→ **TASK INPUT**
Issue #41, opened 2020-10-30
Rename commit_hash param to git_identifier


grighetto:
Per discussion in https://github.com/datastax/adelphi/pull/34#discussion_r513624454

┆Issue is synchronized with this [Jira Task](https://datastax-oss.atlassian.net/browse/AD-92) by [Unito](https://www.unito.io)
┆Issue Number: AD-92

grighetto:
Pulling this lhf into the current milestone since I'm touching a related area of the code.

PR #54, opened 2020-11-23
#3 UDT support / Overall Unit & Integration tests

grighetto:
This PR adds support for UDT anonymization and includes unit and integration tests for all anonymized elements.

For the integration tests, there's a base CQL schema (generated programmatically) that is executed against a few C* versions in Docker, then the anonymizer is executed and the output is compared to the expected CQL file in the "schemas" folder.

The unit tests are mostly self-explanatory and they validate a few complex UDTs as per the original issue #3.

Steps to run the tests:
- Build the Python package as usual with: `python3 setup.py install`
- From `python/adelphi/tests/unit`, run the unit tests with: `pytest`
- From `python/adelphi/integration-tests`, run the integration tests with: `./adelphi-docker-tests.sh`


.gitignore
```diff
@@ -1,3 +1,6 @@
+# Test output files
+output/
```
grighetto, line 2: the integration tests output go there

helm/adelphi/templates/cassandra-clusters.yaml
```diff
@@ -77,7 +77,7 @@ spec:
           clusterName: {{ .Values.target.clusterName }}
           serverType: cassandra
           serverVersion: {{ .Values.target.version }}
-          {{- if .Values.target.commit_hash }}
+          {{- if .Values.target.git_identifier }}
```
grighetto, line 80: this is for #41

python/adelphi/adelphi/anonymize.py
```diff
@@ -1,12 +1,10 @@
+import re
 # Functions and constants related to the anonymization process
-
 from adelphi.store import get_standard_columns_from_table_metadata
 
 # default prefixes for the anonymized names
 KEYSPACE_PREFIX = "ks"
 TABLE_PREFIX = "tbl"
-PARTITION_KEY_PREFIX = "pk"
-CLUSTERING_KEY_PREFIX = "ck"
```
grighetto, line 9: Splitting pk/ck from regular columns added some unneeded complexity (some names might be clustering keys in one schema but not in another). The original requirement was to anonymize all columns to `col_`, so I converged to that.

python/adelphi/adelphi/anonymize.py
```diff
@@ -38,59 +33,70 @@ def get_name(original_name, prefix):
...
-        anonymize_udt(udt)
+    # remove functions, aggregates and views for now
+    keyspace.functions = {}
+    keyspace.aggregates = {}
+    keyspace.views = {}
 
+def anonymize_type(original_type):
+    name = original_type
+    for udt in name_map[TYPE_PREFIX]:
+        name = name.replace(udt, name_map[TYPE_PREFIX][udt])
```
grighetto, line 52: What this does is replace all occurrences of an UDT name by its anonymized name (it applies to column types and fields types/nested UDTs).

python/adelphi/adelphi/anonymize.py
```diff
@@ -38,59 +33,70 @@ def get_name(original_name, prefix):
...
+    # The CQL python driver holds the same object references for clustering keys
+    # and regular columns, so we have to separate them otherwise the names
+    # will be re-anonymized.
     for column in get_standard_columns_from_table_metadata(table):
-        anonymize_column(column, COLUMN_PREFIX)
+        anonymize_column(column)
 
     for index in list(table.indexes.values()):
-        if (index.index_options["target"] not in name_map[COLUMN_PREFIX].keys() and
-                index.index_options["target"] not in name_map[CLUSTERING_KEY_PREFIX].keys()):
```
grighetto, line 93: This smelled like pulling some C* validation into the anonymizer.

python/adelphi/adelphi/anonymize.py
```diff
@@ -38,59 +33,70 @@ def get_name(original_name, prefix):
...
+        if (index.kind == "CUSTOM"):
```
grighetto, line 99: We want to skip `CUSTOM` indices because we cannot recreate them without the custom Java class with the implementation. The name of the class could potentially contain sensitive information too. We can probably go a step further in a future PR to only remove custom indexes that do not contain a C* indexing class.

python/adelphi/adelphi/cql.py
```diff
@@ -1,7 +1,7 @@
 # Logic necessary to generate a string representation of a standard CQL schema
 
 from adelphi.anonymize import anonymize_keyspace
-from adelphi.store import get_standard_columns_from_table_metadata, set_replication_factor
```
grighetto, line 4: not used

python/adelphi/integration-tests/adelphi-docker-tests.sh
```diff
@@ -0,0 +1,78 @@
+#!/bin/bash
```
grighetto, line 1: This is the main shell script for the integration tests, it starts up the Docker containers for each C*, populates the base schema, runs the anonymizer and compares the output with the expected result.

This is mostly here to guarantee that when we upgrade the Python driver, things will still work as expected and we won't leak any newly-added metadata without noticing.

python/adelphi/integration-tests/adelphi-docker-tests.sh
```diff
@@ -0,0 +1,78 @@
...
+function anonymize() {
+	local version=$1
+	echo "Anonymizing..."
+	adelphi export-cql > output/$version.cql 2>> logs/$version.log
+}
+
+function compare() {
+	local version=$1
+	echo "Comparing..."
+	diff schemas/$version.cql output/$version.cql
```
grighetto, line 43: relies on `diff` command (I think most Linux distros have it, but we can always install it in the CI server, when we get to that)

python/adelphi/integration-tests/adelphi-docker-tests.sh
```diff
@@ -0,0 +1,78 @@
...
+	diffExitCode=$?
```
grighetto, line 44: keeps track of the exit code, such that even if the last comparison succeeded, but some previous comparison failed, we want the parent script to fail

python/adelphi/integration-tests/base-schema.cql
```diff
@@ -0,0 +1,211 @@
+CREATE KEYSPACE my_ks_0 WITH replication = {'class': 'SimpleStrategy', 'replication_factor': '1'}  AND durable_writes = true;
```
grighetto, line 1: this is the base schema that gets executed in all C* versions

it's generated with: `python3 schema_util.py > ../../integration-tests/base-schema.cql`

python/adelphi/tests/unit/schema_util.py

→ **DIRECTIONS FOR THIS TASK**
Copy each entry above exactly, leaving nothing out.

→ **ANSWER SECTION**
Issue #41, opened 2020-10-30
Rename commit_hash param to git_identifier


grighetto:
Per discussion in https://github.com/datastax/adelphi/pull/34#discussion_r513624454

┆Issue is synchronized with this [Jira Task](https://datastax-oss.atlassian.net/browse/AD-92) by [Unito](https://www.unito.io)
┆Issue Number: AD-92

grighetto:
Pulling this lhf into the current milestone since I'm touching a related area of the code.

PR #54, opened 2020-11-23
#3 UDT support / Overall Unit & Integration tests

grighetto:
This PR adds support for UDT anonymization and includes unit and integration tests for all anonymized elements.

For the integration tests, there's a base CQL schema (generated programmatically) that is executed against a few C* versions in Docker, then the anonymizer is executed and the output is compared to the expected CQL file in the "schemas" folder.

The unit tests are mostly self-explanatory and they validate a few complex UDTs as per the original issue #3.

Steps to run the tests:
- Build the Python package as usual with: `python3 setup.py install`
- From `python/adelphi/tests/unit`, run the unit tests with: `pytest`
- From `python/adelphi/integration-tests`, run the integration tests with: `./adelphi-docker-tests.sh`


.gitignore
```diff
@@ -1,3 +1,6 @@
+# Test output files
+output/
```
grighetto, line 2: the integration tests output go there

helm/adelphi/templates/cassandra-clusters.yaml
```diff
@@ -77,7 +77,7 @@ spec:
           clusterName: {{ .Values.target.clusterName }}
           serverType: cassandra
           serverVersion: {{ .Values.target.version }}
-          {{- if .Values.target.commit_hash }}
+          {{- if .Values.target.git_identifier }}
```
grighetto, line 80: this is for #41

python/adelphi/adelphi/anonymize.py
```diff
@@ -1,12 +1,10 @@
+import re
 # Functions and constants related to the anonymization process
-
 from adelphi.store import get_standard_columns_from_table_metadata
 
 # default prefixes for the anonymized names
 KEYSPACE_PREFIX = "ks"
 TABLE_PREFIX = "tbl"
-PARTITION_KEY_PREFIX = "pk"
-CLUSTERING_KEY_PREFIX = "ck"
```
grighetto, line 9: Splitting pk/ck from regular columns added some unneeded complexity (some names might be clustering keys in one schema but not in another). The original requirement was to anonymize all columns to `col_`, so I converged to that.

python/adelphi/adelphi/anonymize.py
```diff
@@ -38,59 +33,70 @@ def get_name(original_name, prefix):
...
-        anonymize_udt(udt)
+    # remove functions, aggregates and views for now
+    keyspace.functions = {}
+    keyspace.aggregates = {}
+    keyspace.views = {}
 
+def anonymize_type(original_type):
+    name = original_type
+    for udt in name_map[TYPE_PREFIX]:
+        name = name.replace(udt, name_map[TYPE_PREFIX][udt])
```
grighetto, line 52: What this does is replace all occurrences of an UDT name by its anonymized name (it applies to column types and fields types/nested UDTs).

python/adelphi/adelphi/anonymize.py
```diff
@@ -38,59 +33,70 @@ def get_name(original_name, prefix):
...
+    # The CQL python driver holds the same object references for clustering keys
+    # and regular columns, so we have to separate them otherwise the names
+    # will be re-anonymized.
     for column in get_standard_columns_from_table_metadata(table):
-        anonymize_column(column, COLUMN_PREFIX)
+        anonymize_column(column)
 
     for index in list(table.indexes.values()):
-        if (index.index_options["target"] not in name_map[COLUMN_PREFIX].keys() and
-                index.index_options["target"] not in name_map[CLUSTERING_KEY_PREFIX].keys()):
```
grighetto, line 93: This smelled like pulling some C* validation into the anonymizer.

python/adelphi/adelphi/anonymize.py
```diff
@@ -38,59 +33,70 @@ def get_name(original_name, prefix):
...
+        if (index.kind == "CUSTOM"):
```
grighetto, line 99: We want to skip `CUSTOM` indices because we cannot recreate them without the custom Java class with the implementation. The name of the class could potentially contain sensitive information too. We can probably go a step further in a future PR to only remove custom indexes that do not contain a C* indexing class.

python/adelphi/adelphi/cql.py
```diff
@@ -1,7 +1,7 @@
 # Logic necessary to generate a string representation of a standard CQL schema
 
 from adelphi.anonymize import anonymize_keyspace
-from adelphi.store import get_standard_columns_from_table_metadata, set_replication_factor
```
grighetto, line 4: not used

python/adelphi/integration-tests/adelphi-docker-tests.sh
```diff
@@ -0,0 +1,78 @@
+#!/bin/bash
```
grighetto, line 1: This is the main shell script for the integration tests, it starts up the Docker containers for each C*, populates the base schema, runs the anonymizer and compares the output with the expected result.

This is mostly here to guarantee that when we upgrade the Python driver, things will still work as expected and we won't leak any newly-added metadata without noticing.

python/adelphi/integration-tests/adelphi-docker-tests.sh
```diff
@@ -0,0 +1,78 @@
...
+function anonymize() {
+	local version=$1
+	echo "Anonymizing..."
+	adelphi export-cql > output/$version.cql 2>> logs/$version.log
+}
+
+function compare() {
+	local version=$1
+	echo "Comparing..."
+	diff schemas/$version.cql output/$version.cql
```
grighetto, line 43: relies on `diff` command (I think most Linux distros have it, but we can always install it in the CI server, when we get to that)

python/adelphi/integration-tests/adelphi-docker-tests.sh
```diff
@@ -0,0 +1,78 @@
...
+	diffExitCode=$?
```
grighetto, line 44: keeps track of the exit code, such that even if the last comparison succeeded, but some previous comparison failed, we want the parent script to fail

python/adelphi/integration-tests/base-schema.cql
```diff
@@ -0,0 +1,211 @@
+CREATE KEYSPACE my_ks_0 WITH replication = {'class': 'SimpleStrategy', 'replication_factor': '1'}  AND durable_writes = true;
```
grighetto, line 1: this is the base schema that gets executed in all C* versions

it's generated with: `python3 schema_util.py > ../../integration-tests/base-schema.cql`

python/adelphi/tests/unit/schema_util.py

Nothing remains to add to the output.